Multiple sequence alignments provide useful information about the most conserved regions of a protein sequence likely to be structurally important and/or buried within the protein core, and consequently, more information may be attained from an alignment rather than a single sequence. The incorporation of multiple sequence alignments into secondary structure prediction methods, promoting regular {alpha}/ß structures in areas of high sequence conservation and penalizing the prediction of {alpha}/ß structures in sections of low sequence conservation, leads to a significantly better prediction accuracy (see Zvelebil 1987). The Database of Homology-Derived Secondary Structure of Proteins (HSSP; Sander and Schneider 1991) contains sequence alignments produced by the alignment of proteins of known structure to all sequences considered homologous on the basis of a threshold curve, which is strongly dependent on the length of the alignment. HSSP sequence alignments (Sander and Schneider 1991) were incorporated into our method for some of the different strand attributes, as described in Materials and Methods. The inclusion of evolutionary information in this way improved the prediction of edge/central strands by 0.75%. This improvement is marginal, in comparison with the improvement in secondary structure prediction by the use of evolutionary information. The difference in the degree of conservation between secondary structure elements and loops accounts for a large proportion of the improvement in secondary structure prediction on the use of evolutionary information. Our results indicate that any difference in conservation between central and edge strands adds little to the prediction accuracy of our methods.

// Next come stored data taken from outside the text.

PR #1666, opened 2017-04-08
Implementation of the official Achievement System.

Smokexyz:
### Pull Request Prelude

### Changes Proposed
Source: http://ro.gnjoy.com/news/update/View.asp?seq=163&curpage=1

Script Commands -
achievement_progress(<`ach_id`>,<`obj_idx`>,<`progress`>,<`incremental`>{,<`char_id`>});
`aid`  - achievement ID
`obj_idx` - achievement objective index. (Client side equivalent)
`progress` - objective progress towards goal.
`incremental` - (boolean) true to add the progress towards the goal,
            	false to use the progress only as a comparand.
`char_id` - (optional) Character ID to perform on.
@return 1 on success, 0 on failure.

Achievement Types -
  [Type]                             [Description] (Trigger)
`ACH_QUEST`                          Specific achievement objective update (Script)
`ACH_KILL_PC_TOTAL`                  (Accumulative) Total kill count. (Player kill)
`ACH_KILL_PC_JOB`                    Kill a player of the specified job. (Player Kill)
`ACH_KILL_PC_JOBTYPE`                Kill a player of the specified job type. (Player Kill)
`ACH_KILL_MOB_CLASS`                 Kill a particular mob class. (Mob Kill)
`ACH_DAMAGE_PC_MAX`                  Maximum damage caused on a player. (Player Damage)
`ACH_DAMAGE_PC_TOTAL`                (Accumulative) Damage on players. (Player Damage)
`ACH_DAMAGE_PC_REC_MAX`              Maximum damage received by a player. (Receive Player Damage)
`ACH_DAMAGE_PC_REC_TOTAL`            (Accumulative) Damage received by players. (Receive Player Damage)
`ACH_DAMAGE_MOB_MAX`                 Maximum damage caused on a monster. (Monster Damage)
`ACH_DAMAGE_MOB_TOTAL`               (Accumulative) Damage caused on monsters. (Monster Damage)
`ACH_DAMAGE_MOB_REC_MAX`             Maximum damage received by a monster. (Receive Monster Damage)
`ACH_DAMAGE_MOB_REC_TOTAL`           (Accumulative) Damage received by monsters. (Receive Monster Damage)
`ACH_JOB_CHANGE`                     Change to a specific job. (Job Change)
`ACH_STATUS`                         Acquire a specific amount of a particular status type. (Stat Change)
`ACH_STATUS_BY_JOB`                  Acquire a specific amount of a status type as a job class. (Stat Change)
`ACH_STATUS_BY_JOBTYPE`              Acquire a specific amount of a status type as a job type. (Stat Change)
`ACH_CHATROOM_CREATE_DEAD`           (Accumulative) Create a chatroom when dead. (Chatroom Creation)
`ACH_CHATROOM_CREATE`                (Accumulative) Create a chatroom. (Chatroom Creation)
`ACH_CHATROOM_MEMBERS`               Gather 'n' members in a chatroom. (Chatroom Join)
`ACH_FRIEND_ADD`                     Add a specific number of friends. (Friend Addition)
`ACH_PARTY_CREATE`                   (Accumulative) Create a specific number of parties. (Party Creation)
`ACH_PARTY_JOIN`                     (Accumulative) Join a specific number of parties. (Party Join)
`ACH_MARRY`                          (Accumulative) Marry a specified number of times. (Marriage)
`ACH_ADOPT_BABY`                     (Accumulative) Get Adopted. (Adoption)
`ACH_ADOPT_PARENT`                   (Accumulative) Adopt a Baby. (Adoption)
`ACH_ZENY_HOLD`                      Hold a specific amount of zeny in your inventory. (Gain Zeny)
`ACH_ZENY_GET_ONCE`                  Gain a specific amount of zeny in one transaction. (Gain Zeny)
`ACH_ZENY_GET_TOTAL`                 (Accumulative) Gain a specific amount of zeny in total. (Gain Zeny)
`ACH_ZENY_SPEND_ONCE`                Spend a specific amount of zeny in one transaction. (Pay Zeny)
`ACH_ZENY_SPEND_TOTAL`               (Accumulative) Spend a specific amount of zeny in total. (Pay Zeny)
`ACH_EQUIP_REFINE_SUCCESS`           Refine an item to +N. (Successful Refine)
`ACH_EQUIP_REFINE_FAILURE`           Fail to refine an item of +N refine. (Failed Refine)
`ACH_EQUIP_REFINE_SUCCESS_TOTAL`     (Accumulative) Refine an item successfully N times. (Success Refine)
`ACH_EQUIP_REFINE_FAILURE_TOTAL`     (Accumulative) Fail to refine an item N times. (Failed Refine)
`ACH_EQUIP_REFINE_SUCCESS_WLV`       Refine a Weapon of a particular Level to +N. (Success Refine)
`ACH_EQUIP_REFINE_FAILURE_WLV`       Fail to refine a Weapon of a particular level from +N. (Failed Refine)
`ACH_EQUIP_REFINE_SUCCESS_ID`        Refine a particular Item successfully to +N. (Success Refine)
`ACH_EQUIP_REFINE_FAILURE_ID`        Fail to refine a particular item successfully from +N. (Failed Refine)
`ACH_ITEM_GET_COUNT`                 Acquire N amount of an item of a particular ID. (Acquire Item)
`ACH_ITEM_GET_COUNT_ITEMTYPE`        Acquire N amount of items of a particular type mask. (Acquire Item)
`ACH_ITEM_GET_WORTH`                 Acquire an item of buy value N. (Acquire Item)
`ACH_ITEM_SELL_WORTH`                Sell an item of sell value N. (NPC Sell Item)
`ACH_PET_CREATE`                     Successfully tame a pet of a particular mob class. (Successful Pet Tame)
`ACH_ACHIEVE`                        Achieve an Achievement. (Achievement Completion)
`ACH_ACHIEVEMENT_RANK`               Achieve an Achievement Rank. (Achievement Rank Increase)

Includes an achievement_db.conf generator that reads from the item_db, mob_db (server side) and achievement_list.lub files to determine valid achievement entries based on item/monster availability. Achievements containing unsupported entries are commented out. Missing monsters, items and disabled achievements are listed at the bottom of the conf file.

This feature, although renewal-only in official servers, is capable of being used in pre-renewal mode on Hercules.

Does not include the title system yet.

**Affected Branches:** Master

- [x] Include new files in vcproj-11 and  vcproj-12
- [x] Fix achievement rank type achievement validation.
- [ ] Title System (Possible inclusion)
- [ ] NPCs and Scripts for Script/NPC based achievements. Achievement types in particular - `SEE`, `HEAR`, `EAT`, `ADVENTURE` and `CHATTING`. Thank you kRO for being confused af.

Achievement completion black bar announcement does not work properly for clients before `2016-11-*`.
Achievement window overview totals display `68` for clients after `2016-03-16`.

A big thanks to -
@MishimaHaruna for reviewing to perfection.
@4144 for all the support.
@Asheraf for a lot of official information.


HerculesWSAPI:
This change is [Reviewable](https://reviewable.io/reviews/herculesws/hercules/1666)

src/map/achievement.c
```diff
@@ -0,0 +1,1399 @@
...
+ * @param dstsd    pointer to target player's session data.
+ * @param damage   amount of damage dealt / received.
+ */
+void achievement_validate_pc_damage(struct map_session_data *sd, struct map_session_data *dstsd, unsigned int damage)
+{
+	struct achievement_objective criteria = { 0 };
+
+	nullpo_retv(sd);
+	nullpo_retv(dstsd);
+
```
Smokexyz: I don't understand what you mean here.

Smokexyz:
Waiting for the reviews to pile-up before making any changes on this, so I tackle them all at once.

src/map/achievement.h
```diff
@@ -0,0 +1,287 @@
...
+	int id;
+	char name[ACHIEVEMENT_NAME_LENGTH];
+	enum achievement_types type;
+	int points;
+	VECTOR_DECL(struct achievement_objective) objective;
+	struct achievement_rewards rewards;
+};
+
+// Achievements that require filtering by criteria
+#define achievement_has_criteria(t) ( \
```
Smokexyz: plugins cause so much extra work 😠

src/char/int_achievement.c
```diff
@@ -0,0 +1,314 @@
...
+	/* Ensure data exists */
+	cp = idb_ensure(inter_achievement->char_achievements, char_id, inter_achievement->ensure_char_achievements);
+
+	/* Load storage for char-server. */
+	inter_achievement->fromsql(char_id, cp);
+
+	/* Determine payload size */
+	data_size = sizeof(struct achievement) * VECTOR_LENGTH(*cp);
+
+	/* Send to the map server. */
```
Smokexyz: Done.

src/map/achievement.c
```diff
@@ -0,0 +1,1399 @@
...
+		idb_put(achievement->db, p_ad->id, p_ad);
+
+		/* Put achievement key in categories. */
+		VECTOR_ENSURE(achievement_category[p_ad->type], 1, 1);
+		VECTOR_PUSH(achievement_category[p_ad->type], p_ad->id);
+
+		/* Qualify for duplicate Id checks */
+		VECTOR_ENSURE(duplicate, 1, 1);
+		VECTOR_PUSH(duplicate, t_ad.id);
+
```
Smokexyz: Done

src/map/clif.c
```diff
@@ -19096,6 +19099,216 @@ unsigned short clif_parse_cmd_optional( int fd, struct map_session_data *sd ) {
...
+			p.ach[count].completed_at = (uint32) a->completed_at;
+			p.ach[count].reward = a->rewarded_at ? 1 : 0;
+			p.total_points += ad->points;
+		}
+
+		/* Acknowledgement of it's existence. */
+		count++;
+	}
+
+	/* Packet ID */
```
Smokexyz: Removed some of the pointless ones.

src/map/clif.c
```diff
@@ -19096,6 +19099,216 @@ unsigned short clif_parse_cmd_optional( int fd, struct map_session_data *sd ) {
...
+ * Send all of a session's achievement information to client.
+ * Called only once on login/char-loading. (PACKET_ZC_ALL_ACH_LIST)
+ * @packet [out] 0x0A23 <ID>.W <Length>.W <ach_count>.L <total_points>.L <rank>.W <current_rank_points>.L <next_rank_points>.L <struct ach_list_info *[]>.P
+ * @param fd   socket descriptor
+ * @param sd   pointer to map_session_data
+ */
+void clif_achievement_send_list(int fd, struct map_session_data *sd)
+{
+#if PACKETVER >= 20141016
+	int i = 0, count = 0, curr_exp_tmp = 0;
```
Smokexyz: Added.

Interestingly, the rules generated automatically by the decision tree method, shown in Figure 3Go, reveal intuitive patterns that fit well with expected edge and central strand characteristics. The decision tree in Figure 3Go represents a typical example from a single cross-validation experiment. Although all the trees generated contained similar patterns, they differed in minor details. For example, the tree shown in Figure 3Go does not involve the hydrophobic moment, but this attribute appears in trees from different cross-validation data sets. The strand length attribute was common in all the decision trees, indicating that strand length is an important contributing factor to the final prediction. Figure 3Go indicates that short strands (fewer than three residues) are representative of edge strands, supporting the findings of Sternberg and Thornton (1977). Strands of four residues in length are predicted to be central strands only if they are very hydrophobic (<=35.16% hydrophilic residues). For longer strands, the prediction involves more complex rules. Predominantly hydrophobic strands (<=43.75 hydrophilic residues) are still predicted central. However, even hydrophilic strands with a moderately large charge score (>0.0155) are predicted central if greater than five residues in length. If such charged hydrophilic strands are equal to five residues in length, then they are predicted to be edge if there is little periodicity of polarity (<=0.5); otherwise, they are predicted to be central unless they have very high charge scores (>0.0806). On the other hand, long hydrophilic strands with a low charge score (<=0.0155) are predicted to be edge if they have a high ß bulge propensity (>0.4167) and low periodicity of polarity (<=0.625).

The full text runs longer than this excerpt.